*The problem*. If "protected" shows up in a line of the material, return that line.

*Task material*.
———

PR #2884, opened 2023-09-28
Avoid double restarts of the query server

aeisenberg:
Previously, if there was an explicit restart of the query server (eg- by changing a configuration setting), then the query server process would be started twice: once by the `close` handler and once by the restart command.

By adding the `removeAllListeners` to the dispose method, we ensure that when the query server shuts down gracefully, there won't be a `close` listener that is going to restart it a second time if there is a different way of restarting it.

## Checklist


charisk (approved):
LGTM

PR #2889, opened 2023-09-29
Apply language context to queries panel

starcke:
This adds language filtering to the queries panel. Adding the filtering was trivial, however there were a few other tweaks I had to make.

1. Previously we made `onDidChangeQueries` the same as `onDidChangePathData`. However if we integrated with that it would require a full rescan of the file system to apply a filter which felt quite slow for me. Instead we create a specific emitter for `onDidChangeQueries` which is triggered by either the filesystem changing or the filter changing.
2. Initially my tests failed when trying to dispose `this.languageContext.onLanguageContextChanged`. This was because the MockApp created a MockEventEmitter which returned `{}` as disposable. However `{}` is actually not disposable (because it lacks the method). So I changed it to return something that is actually disposable.

## Checklist

### DIFF
--- a/extensions/ql-vscode/src/extension.ts
+++ b/extensions/ql-vscode/src/extension.ts
@@ -790,7 +790,7 @@ async function activateWithInstalledDistribution(
   );
   ctx.subscriptions.push(databaseUI);
 
-  QueriesModule.initialize(app, cliServer);
+  QueriesModule.initialize(app, languageContext, cliServer);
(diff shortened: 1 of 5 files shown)


shati-patel (approved):
This looks good to me! Works locally, and your explanations for `onDidChangeQueries` and the `disposable` make sense.

charisk (approved):

PR #2891, opened 2023-09-29
Dispose tracked objects when panel is disposed

koesie10:
This will change the `AbstractWebview` to dispose its tracked objects (using `this.push`) when the panel is disposed rather than when the view is disposed. This makes `this.push` actually useful in a view. Before, the objects would only get disposed when the extension itself was disposed.

## Checklist

- [ ] [CHANGELOG.md](https://github.com/github/vscode-codeql/blob/main/extensions/ql-vscode/CHANGELOG.md) has been updated to incorporate all user visible changes made by this pull request.
- [ ] Issues have been created for any UI or other user-facing changes made by this pull request.
- [ ] _[Maintainers only]_ If this pull request makes user-facing changes that require documentation changes, open a corresponding docs pull request in the [github/codeql](https://github.com/github/codeql/tree/main/docs/codeql/codeql-for-visual-studio-code) repo and add the `ready-for-doc-review` label there.

PR #2895, opened 2023-10-02
Extract base functionality for WebviewViewProviders into an abstract class

charisk:
This is to help with re-usability but also to make the code more readable since plumbing code etc. get moved out of the concrete class.

This also solves the issue of disposal of event subscriptions at the right time (see https://github.com/github/vscode-codeql/pull/2891). 

## Checklist
N/A:

### DIFF
--- a/extensions/ql-vscode/src/common/vscode/abstract-webview-view-provider.ts
+++ b/extensions/ql-vscode/src/common/vscode/abstract-webview-view-provider.ts
@@ -64,6 +64,8 @@ export abstract class AbstractWebviewViewProvider<
       const disposable = this.disposables.pop()!;
       disposable.dispose();
     }
+
+    this.webviewView = undefined;
   }
 
   protected push<T extends Disposable>(obj: T): T {
@@ -75,6 +77,10 @@ export abstract class AbstractWebviewViewProvider<
 
   protected abstract onMessage(msg: FromMessage): Promise<void>;
 
+  /**
+   * This is called when a view first becomes visible. This may happen when the view is
+   * first loaded or when the user hides and then shows a view again.
+   */
   protected onWebViewLoaded(): void {
     // Do nothing by default.
   }
--- a/extensions/ql-vscode/src/common/vscode/abstract-webview-view-provider.ts
+++ b/extensions/ql-vscode/src/common/vscode/abstract-webview-view-provider.ts
@@ -47,8 +47,6 @@ export abstract class AbstractWebviewViewProvider<
 
     webviewView.webview.onDidReceiveMessage(async (msg) => this.onMessage(msg));
     webviewView.onDidDispose(() => this.dispose());
-
-    this.onWebViewLoaded();
   }
 
   protected get isShowingView() {
--- a/extensions/ql-vscode/src/common/vscode/abstract-webview-view-provider.ts
+++ b/extensions/ql-vscode/src/common/vscode/abstract-webview-view-provider.ts
@@ -1,0 +1,81 @@
+import * as vscode from "vscode";
+import { Uri, WebviewViewProvider } from "vscode";
+import { WebviewKind, WebviewMessage, getHtmlForWebview } from "./webview-html";
+import { Disposable } from "../disposable-object";
+import { App } from "../app";
+
+export abstract class AbstractWebviewViewProvider<
+  ToMessage extends WebviewMessage,
+  FromMessage extends WebviewMessage,
+> implements WebviewViewProvider
+{
+  protected webviewView: vscode.WebviewView | undefined = undefined;
+  private disposables: Disposable[] = [];
+
+  constructor(
+    private readonly app: App,
+    private readonly webviewKind: WebviewKind,
+  ) {}
+
+  /**
+   * This is called when a view first becomes visible. This may happen when the view is
+   * first loaded or when the user hides and then shows a view again.
+   */
+  public resolveWebviewView(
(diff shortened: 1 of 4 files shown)


extensions/ql-vscode/src/model-editor/method-modeling/method-modeling-panel.ts
```diff
@@ -12,7 +12,7 @@
     super();
 
     this.provider = new MethodModelingViewProvider(app, modelingStore);
-    this.push(this.provider);
+    this.provider;
```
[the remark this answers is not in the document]
charisk: Fair 😂

extensions/ql-vscode/src/common/vscode/abstract-webview-view-provider.ts
```diff
@@ -0,0 +1,81 @@
...
+        allowWasmEval: false,
+      },
+    );
+
+    webviewView.webview.html = html;
+
+    this.webviewView = webviewView;
+
+    webviewView.webview.onDidReceiveMessage(async (msg) => this.onMessage(msg));
+    webviewView.onDidDispose(() => this.dispose());
```
koesie10, line 49: Should we also set `this.webviewView = undefined` here?

extensions/ql-vscode/src/common/vscode/abstract-webview-view-provider.ts
```diff
@@ -0,0 +1,81 @@
...
+  ToMessage extends WebviewMessage,
+  FromMessage extends WebviewMessage,
+> implements WebviewViewProvider
+{
+  protected webviewView: vscode.WebviewView | undefined = undefined;
+  private disposables: Disposable[] = [];
+
+  constructor(
+    private readonly app: App,
+    private readonly webviewKind: WebviewKind,
```
koesie10, line 17: Is there a specific reason for choosing to do this differently than the `AbstractWebview`? In there, this gets returned by the `getPanelConfig` method, which also includes other (optional) options. Right now we probably don't need any of those for webview views, but it would be nice to keep it consistent with the `AbstractWebview` and keep the options open (even though it's quite easy to change afterwards).

extensions/ql-vscode/src/common/vscode/abstract-webview-view-provider.ts
```diff
@@ -0,0 +1,81 @@
...
+  protected push<T extends Disposable>(obj: T): T {
+    if (obj !== undefined) {
+      this.disposables.push(obj);
+    }
+    return obj;
+  }
+
+  protected abstract onMessage(msg: FromMessage): Promise<void>;
+
+  protected onWebViewLoaded(): void {
```
koesie10, line 78: Should we clarify in the method description that may be called multiple times? I think it'll only be called once in the `AbstractWebview` because `retainContextWhenHidden` is set, so this may be surprising.

extensions/ql-vscode/src/common/vscode/abstract-webview-view-provider.ts
charisk: It just seemed like unnecessary complexity for now but I'm open to changing it.

extensions/ql-vscode/src/common/vscode/abstract-webview-view-provider.ts
charisk: Added a comment in the method doc, following the same as `resolveWebviewView`

extensions/ql-vscode/src/common/vscode/abstract-webview-view-provider.ts
koesie10: I'm fine with keeping it as-is, but we should reconsider if we ever start exposing other options.

koesie10 (approved):

extensions/ql-vscode/src/common/vscode/abstract-webview-view-provider.ts
```diff
@@ -0,0 +1,87 @@
...
+    return obj;
+  }
+
+  protected abstract onMessage(msg: FromMessage): Promise<void>;
+
+  /**
+   * This is called when a view first becomes visible. This may happen when the view is
+   * first loaded or when the user hides and then shows a view again.
+   */
+  protected onWebViewLoaded(): void {
```
koesie10, line 84: Additional question which I just encountered: This is called when the `viewLoaded` message is received in the `AbstractWebview`, but this is called after the panel is created in this class, without waiting for the webview to actually be loaded. That means you can't do `postMessage` in `onWebViewLoaded` because the React code to receive the messages may not have initialized yet.

There should probably be a requirement to handle the `viewLoaded` message in `onMessage` and call this method. If it's not handled, you will also get `ExhaustivityCheckingError` errors if you use `default: assertNever(msg)`.

koesie10: That also works, but I think we should still have the `onWebViewLoaded` and the requirement to handle `viewLoaded` as well. The view code (in `src/view/webview.tsx`) is shared by the `AbstractWebview` and this class, so we would still be receiving the `viewLoaded` message. If we don't handle the message, it may lead to surprising outcomes if you do `default: assertNever(msg)` because you would still be receiving the `viewLoaded` message.

charisk: Good point! Updated.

———

*Result below*.
   protected push<T extends Disposable>(obj: T): T {
   protected abstract onMessage(msg: FromMessage): Promise<void>;
   protected onWebViewLoaded(): void {
   protected get isShowingView() {
+  protected webviewView: vscode.WebviewView | undefined = undefined;
+  protected webviewView: vscode.WebviewView | undefined = undefined;
+  protected push<T extends Disposable>(obj: T): T {
+  protected abstract onMessage(msg: FromMessage): Promise<void>;
+  protected onWebViewLoaded(): void {
+  protected abstract onMessage(msg: FromMessage): Promise<void>;
+  protected onWebViewLoaded(): void {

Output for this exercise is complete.